Transition metals-based catalysts for CO2 Utilization

CO₂ emission from fossil fuel combustion is one of the most common causes of global warming accounting for 36 Mton per year. When renewable hydrogen is available, the catalytic hydrogenation of CO₂ to methane or CO is an efficient way to reduce CO₂ emissions, considering the forecasted increase in energy demand. In this field, heterogeneous catalysis plays a crucial role in the development of such technologies. Among noble and transition metals, supported nickel and ruthenium catalysts are the most promising candidates for CO₂ methanation reaction; nickel is preferred for its high activity and relatively low cost while ruthenium is generally targeted for low-temperature applications. However, the role of support plays a central role in the activity and stability of the investigated materials. CO₂ hydrogenation catalysts are generally supported on various oxides such as Al2O3, SiO2, ZrO2, and CeO2 with quite variable loadings (5-50 wt% and 0.3-5 wt% for Ni and Ru, respectively) and suitable promoters.
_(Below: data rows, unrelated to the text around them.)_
PR #48, opened 2024-12-21
fixed spec tests for ynbnbx

dan13ram:


test/mainnet/ynbnbk.spec.sol
```diff
@@ -79,15 +74,62 @@ contract VaultMainnetYnBNBkTest is Test, AssertUtils, MainnetActors {
...
+        uint256 previewAssets = Vault(payable(MC.YNBNBk)).previewRedeem(actualShares);
+
+        assertApproxEqAbs(
+            newTotalAssets,
+            previousTotalAssets + previewAssets,
+            1000,
+            "New total assets should equal to previous total assets plus previewAssets"
+        );
+
+        // TODO: this should be true
```
dan13ram, line 126: @danoctavian Could you take a closer look at this test? 

The provider returns different values for rates for `ynBNBk` and `slisBNB`, and so the totalAssets value changes upon deposit into ynBNBk from ynBNBx. 

We may need to introduce a fix if you think this is important.

danoctavian: let's fix this, it's normaly ynBNBk is not 1:1 with slisBNB, it should use its own rate.

ynBNBk is a yield token that grows over time

danoctavian: this is pre-upgrade as discussed

danoctavian (approved):

PR #51, opened 2024-12-24
fix audt issues

danoctavian:


src/BaseVault.sol
```diff
@@ -154,7 +154,7 @@ abstract contract BaseVault is IVault, ERC20PermitUpgradeable, AccessControlUpgr
         }
 
         uint256 ownerShares = balanceOf(owner);
-        uint256 maxAssets = convertToAssets(ownerShares);
+        uint256 maxAssets = previewRedeem(ownerShares);
```
danoctavian, line 157: this way maxWithdraw accounts for fees.
From ERC4626:
„MUST return the maximum amount of assets that could be transferred from owner through withdraw and not cause a revert, which MUST NOT be higher than the actual maximum that would be accepted (it should underestimate if necessary).”

src/BaseVault.sol
```diff
@@ -420,9 +421,11 @@ abstract contract BaseVault is IVault, ERC20PermitUpgradeable, AccessControlUpgr
             _spendAllowance(owner, caller, shares);
         }
 
+        // NOTE: burn shares before withdrawing the assets
+        _burn(owner, shares);
```
danoctavian, line 425: implement the Checks-Effects-Interactions pattern.

src/BaseVault.sol
```diff
@@ -674,7 +677,11 @@ abstract contract BaseVault is IVault, ERC20PermitUpgradeable, AccessControlUpgr
      * @dev This function iterates through the list of assets, gets their balances and rates,
      *      and updates the total assets denominated in the base asset.
      */
-    function processAccounting() public virtual {
+    function processAccounting() public virtual nonReentrant {
```
danoctavian, line 680: add nonReentrant as well so an evil token cannot reenter through processAccounting while _withdraw is happening

dan13ram (approved):

src/BaseVault.sol
dan13ram: Got it. `KernelStrategy` currently doesn't satisfy this condition, and thats why we use the viewer instead to get maxWithdraw :)

danoctavian: yes, we're ok with that for now there

danoctavian: yes for now

PR #53, opened 2024-12-24
added verify script for ynbnbx

dan13ram:


script/VaultUtils.sol
```diff
@@ -80,15 +80,12 @@ contract VaultUtils {
         setWithdrawAssetRule(vault_, contractAddress, allowList);
     }
 
-    function setWithdrawAssetRule(IVault vault_, address contractAddress, address[] memory assetList) internal {
-        address[] memory allowList = new address[](1);
-        allowList[0] = address(vault_);
-
+    function setWithdrawAssetRule(IVault vault_, address contractAddress, address[] memory allowList) internal {
```
dan13ram: This change is incorrect I think. Only the first param should be assetList the rest should be only the `vault` since on the vault is the owner and receiver is all cases.

PR #54, opened 2024-12-24
Added max vault viewer

dan13ram:


src/utils/MaxVaultViewer.sol
```diff
@@ -0,0 +1,96 @@
...
+            if (assets[i] == asset_) {
+                found = true;
+            }
+        }
+
+        if (!found) revert InvalidAssetAdd(asset_);
+        _;
+    }
+
+    function addKnownAsset(address asset_) external onlyRole(UPDATER_ROLE) onlyVaultAsset(asset_) {
```
danoctavian: let's make this be internal and we have a public one that takes an array

danoctavian: let's call it addUnderlyingAssets

_addUnderlyingAsset for the internal one

src/utils/MaxVaultViewer.sol
```diff
@@ -0,0 +1,96 @@
...
+        if (asset_ == address(0)) revert ZeroAddress();
+        if (_getAssetStorage().assets[asset_]) revert InvalidAssetAdd(asset_);
+
+        _getAssetStorage().assets[asset_] = true;
+        _getAssetStorage().assetsLength += 1;
+    }
+
+    function removeKnownAsset(address asset_) external onlyRole(UPDATER_ROLE) {
```
danoctavian: call it removeUnderlyingAssets

and respectively _addUnderlyingAsset for the internal one

analog to the add

src/utils/MaxVaultViewer.sol
```diff
@@ -0,0 +1,96 @@
...
+        if (allAssets.length < assetsLength) revert InvalidAssets();
+
+        uint256 strategiesLength = allAssets.length - assetsLength;
+
+        address[] memory strategies = new address[](strategiesLength);
+        uint256[] memory balances = new uint256[](strategiesLength);
+
+        for (uint256 i = 0; i < strategiesLength; ++i) {
+            if (_getAssetStorage().assets[allAssets[i]]) continue;
+            strategies[i] = allAssets[i];
```
danoctavian: this now works the opposite way it should work

the strategies are the things that are *not* underyling assets

dan13ram: @danoctavian Here its exactly as you described it, strategies are indeed NOT underlying assets. 

If (asset is underlying) continue
Else add to strategies list

danoctavian: i see it now, please for style purposes let's just do if (! ... the rule) {
}
the continue with {} is hard to read

dan13ram: fixed in [df7ca37](https://github.com/yieldnest/yieldnest-vault/pull/54/commits/df7ca37f9c0167de7115697aedeae9efadd02ba6)

src/utils/MaxVaultViewer.sol
dan13ram: fixed in [df7ca37](https://github.com/yieldnest/yieldnest-vault/pull/54/commits/df7ca37f9c0167de7115697aedeae9efadd02ba6)

src/utils/MaxVaultViewer.sol
dan13ram: fixed in [df7ca37](https://github.com/yieldnest/yieldnest-vault/pull/54/commits/df7ca37f9c0167de7115697aedeae9efadd02ba6)

PR #61, opened 2024-12-26
fixed approval rules and roles in the deploy script

dan13ram:


script/DeployMaxVault.s.sol
```diff
@@ -139,7 +138,7 @@ contract DeployMaxVault is BaseScript {
             assets[2] = contracts.BNBX();
             setDepositAssetRule(vault, contracts.YNBNBK(), assets);
             setWithdrawAssetRule(vault, contracts.YNBNBK(), assets);
-            setApprovalRule(vault, contracts.YNBNBK(), assets);
+            // TODO: fix approval rule for ynbnbk
```
dan13ram: I didn't want to complicate this script since we will be deploying without ynbnbk anyway and configure it separately.

script/DeployMaxVault.s.sol
```diff
@@ -148,7 +147,17 @@ contract DeployMaxVault is BaseScript {
...
+
+        if (contracts.YNWBNBK() != address(0x0b) && contracts.YNCLISBNBK() != address(0x0c)) {
+            address[] memory underlyingVaults = new address[](2);
+            underlyingVaults[0] = contracts.YNWBNBK();
+            underlyingVaults[1] = contracts.YNCLISBNBK();
+            setApprovalRule(vault, contracts.WBNB(), underlyingVaults);
+        } else if (contracts.YNWBNBK() != address(0x0b)) {
+            setApprovalRule(vault, contracts.WBNB(), contracts.YNWBNBK());
+        } else if (contracts.YNCLISBNBK() != address(0x0c)) {
+            setApprovalRule(vault, contracts.WBNB(), contracts.YNCLISBNBK());
```
dan13ram: We need to set a single approval rule, since the rules are stored per contractAddress per funcSig, so only a single rule can be set for `contracts.WBNB()` and `approve` funcSig

script/DeployMaxVault.s.sol
```diff
@@ -148,7 +147,17 @@ contract DeployMaxVault is BaseScript {
             setWithdrawRule(vault, contracts.YNCLISBNBK());
             setDepositAssetRule(vault, contracts.YNCLISBNBK(), contracts.WBNB());
             setWithdrawAssetRule(vault, contracts.YNCLISBNBK(), contracts.WBNB());
-            setApprovalRule(vault, contracts.YNCLISBNBK(), contracts.WBNB());
+        }
+
+        if (contracts.YNWBNBK() != address(0x0b) && contracts.YNCLISBNBK() != address(0x0c)) {
```
danoctavian: let's revert if YWBNBk is 0x0b

we need the buffer to get it going

script/DeployMaxVault.s.sol
```diff
@@ -148,7 +147,17 @@ contract DeployMaxVault is BaseScript {
...
+            address[] memory underlyingVaults = new address[](2);
+            underlyingVaults[0] = contracts.YNWBNBK();
+            underlyingVaults[1] = contracts.YNCLISBNBK();
+            setApprovalRule(vault, contracts.WBNB(), underlyingVaults);
```
danoctavian, line 148: instead of elseif elseif 

Once you get past the revert you have only one if that sets to 2 items or just one the underlyingVaults array



after if, call underlyingVaults

PR #68, opened 2025-01-02
fix issue YINE-c7850b7c-H01

danoctavian:
processAccounting currently assumes the native asset (eg. ETH or BNB) has the same number of decimals as .asset())

This enforces that in _addAsset.


johnnyonline (approved):
lgtm

PR #71, opened 2025-01-09
add a withdrawer demo

danoctavian:


src/base/BaseSyncStrategy.sol
```diff
@@ -0,0 +1,158 @@
...
+import {IERC20, Math, SafeERC20} from "src/Common.sol";
+import {BaseStrategy} from "src/base/BaseStrategy.sol";
+
+/**
+ * @title BaseSyncStrategy
+ * @author Yieldnest
+ * @notice This contract is a base strategy for any underlying protocol with syncDeposit and syncWithdraw flags.
+ * vault.
+ */
+abstract contract BaseSyncStrategy is BaseStrategy {
```
danoctavian, line 13: i would not include this one

src/base/BaseStrategy.sol
```diff
@@ -0,0 +1,396 @@
...
+import {IERC20, Math, SafeERC20} from "src/Common.sol";
+import {Vault} from "src/Vault.sol";
+
+/**
+ * @title BaseStrategy
+ * @author Yieldnest
+ * @notice This contract is a base strategy for any underlying protocol.
+ * vault.
+ */
+abstract contract BaseStrategy is Vault {
```
danoctavian, line 13: this should probably not inherit Vault but BaseVault

danoctavian, line 13: let's try an experiment here with external libraries to reduce code size of contract

Maybe a branch off of this branch is best?

src/withdraws/Withdrawer.sol
```diff
@@ -0,0 +1,39 @@
...
+
+import {BaseAsyncWithdrawStrategy} from "src/base/BaseAsyncWithdrawStrategy.sol";
+
+contract Withdrawer is BaseAsyncWithdrawStrategy {
+    /**
+     * @notice Internal function to handle the assets that are in queue for withdrawal.
+     * @param asset_ The address of the asset.
+     * @dev This function should return the amount in base denomination.
+     */
+    function _asyncWithdrawBalance(address asset_)
```
danoctavian, line 18: this looks like the kind of logic that can be separated down into a separate external library 

especially as it will use multiple cases for each asset

src/withdraws/Withdrawer.sol
```diff
@@ -0,0 +1,39 @@
+// SPDX-License-Identifier: BSD-3-Clause
+pragma solidity ^0.8.24;
+
+import {BaseVault} from "src/BaseVault.sol";
+import {ISlisBnbStakeManager} from "src/interface/external/lista/ISlisBnbStakeManager.sol";
+import {MainnetContracts} from "script/Contracts.sol";
```
danoctavian, line 6: i have a concern about this MainnetContracts

when you pull it into a dependency it reads all the variables in there and also increases contract size, even though you use 1,2 of them

maybe that is mitigated automatically if we have the logic of `_asyncWithdrawBalance` in a separate external library?

test/mainnet/fork/ynbnbx.spec.sol
```diff
@@ -59,12 +56,19 @@ contract YnBNBxForkTest is Test, MainnetActors, ProxyUtils, VaultUtils {
         assertGt(vault.balanceOf(alice), aliceSharesBefore, "Should have received shares");
 
         // Check vault state after deposit
-        assertEq(vault.totalAssets(), initialTotalAssets + depositAmount, "Total assets should increase by deposit amount");
-        assertEq(vault.totalSupply(), initialTotalSupply + depositAmount, "Total supply should increase by deposit amount");
+        assertEq(
+            vault.totalAssets(), initialTotalAssets + depositAmount, "Total assets should increase by deposit amount"
```
danoctavian, line 60: is this just forge fmt?

src/base/BaseStrategy.sol
dan13ram: @danoctavian i did this so fees are also included here, thats the main difference between BaseVault and Vault right?

src/withdraws/Withdrawer.sol
dan13ram: Yeah we could def move this logic to a separate library or contract

test/mainnet/fork/ynbnbx.spec.sol
dan13ram: Yes that's right.. Only fmt

src/base/BaseStrategy.sol
danoctavian: i'd keep that out not all strategies have fees for withdrawals so we can just inherit BaseVault

src/base/BaseStrategy.sol
```diff
@@ -0,0 +1,396 @@
...
+    /// @notice Role for allocator permissions
+    bytes32 public constant ALLOCATOR_ROLE = keccak256("ALLOCATOR_ROLE");
+
```
danoctavian, line 16: how about we add a STRATEGY_VERSION = "0.1.0"

like here https://github.com/yearn/tokenized-strategy/blob/master/src/TokenizedStrategy.sol#L346

dan13ram:
Closing in favor of #78

PR #75, opened 2025-01-14
Feat/add vault storage lib

MrDeadCe11:


MrDeadCe11:
well, I thought this would help contract sizes for the Vault... turns out it adds 30 bytes to the Vault.sol.

PR #77, opened 2025-01-14
Feat/add vault storage lib

danoctavian:


src/libraries/AsyncWithdrawLib.sol
```diff
@@ -0,0 +1,51 @@
...
+            totalBaseBalance += balanceInBase;
+        }
+    }
+
+    /**
+     * @notice Internal function to handle the assets that are in queue for withdrawal.
+     * @param asset_ The address of the asset.
+     * @dev This function should return the amount in base denomination.
+     */
+    function asyncWithdrawBalance(address asset_) public view returns (uint256 assets, uint256 baseAssets) {
```
dan13ram, line 35: I wonder if we could actually move this logic to the Provider.sol, and we can update it on the contract as we support more assets

dan13ram:
Closing in favor of #78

Carbon-supported catalysts are of timely interest for different green chemistry reactions and have been investigated in ethanol steam reforming reactions, organic oxygenated hydrogenation/dehydrogenation, etc. In addition, graphene-based materials have gained attention for dispersing monometallic and bimetallic nanoparticles, showing, in some cases, remarkable catalytic performances even though metal oxidation state and interaction with the support are still matters of debate. However, studies that use graphene as catalyst support in the heterogeneous catalysis field are still limited. This thesis focused not only on improving the performance of well-established catalysts for CO₂ hydrogenation, particularly for CO₂ methanation but also on designing and evaluating novel carbon-based catalysts. The objective was to explore their advantages and limitations, contributing to the development of more efficient and sustainable catalytic systems. Additionally, cutting-edge methods for synthesizing suitable carbon-based supports were reviewed and implemented to identify the most effective, cost-efficient, and sustainable approach, ensuring a comprehensive process from conceptualization to final application.